The human body is a marvel of divine engineering. Every day your heart unceasingly beats nearly 100,000 times pumping 2000 gallons of blood to feed those 37 trillion cells with oxygen and nutrients.  What a marvelous demonstration of God’s glory!  

Unceasing Prayer

Unceasingly that heart beats, automatically fulfilling its purpose. Never stopping. That’s how Paul prayed for these new believers in Colossae. Paul was never satisfied with new believers staying in the delivery room. He wanted to see them grow spiritually. That’s why he prayed unceasingly.  

Col 1:9: For this reason also, since the day we heard of it, we have not ceased to pray for you.  

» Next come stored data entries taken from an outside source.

PR #1678, opened 2016-03-27
Added Thexyz

ptoone:
Took some time but I think (I hope) I have it right this time.


Carlgo11:
@thexyz you've created 5 Pull Requests in the last 3 days. We'd appreciate if you keep it to one PR in the future.

ptoone:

Paul was so full of love for God’s people and delighted in God’s work in their lives that he continually prayed for them. Before you begin comparing yourself to Paul and thinking, “Well, I’m not the apostle Paul. My prayer life looks like a mouse beside this spiritual mountain of a man,” let me remind you that we are all commanded to pray without ceasing. 1 Thessalonians 5:16-18 contains what I call our RPG weapon to fire against sin and Satan and to draw us close to God:  Rejoice always. Pray without ceasing. Give thanks always. When should we stop rejoicing? Never. When should we not be praying? Never. When should we not give thanks? Never. Give thanks always for everything in your life because this is God’s will for you.

But pray without ceasing?  If you’re anything like me, prayer is not the easiest thing in my Christian life.  But Paul believed that God works through prayer. He believed that prayer somehow unites God’s people with God and all His resources. Paul lived daily in the presence of God and like the electricity running in your home, prayer was always in the background of Paul’s heart. Unceasing prayer means you live every day increasingly aware of God.  

The old prophet Samuel prayed the same way for God’s people in 1 Samuel 12. Israel had made the big blunder of asking for a king. They had sinned, but Samuel brought a message of encouragement and warning to the people. He assured the people in verse 23, Moreover, as for me, far be it from me that I should sin against the LORD by ceasing to pray for you. 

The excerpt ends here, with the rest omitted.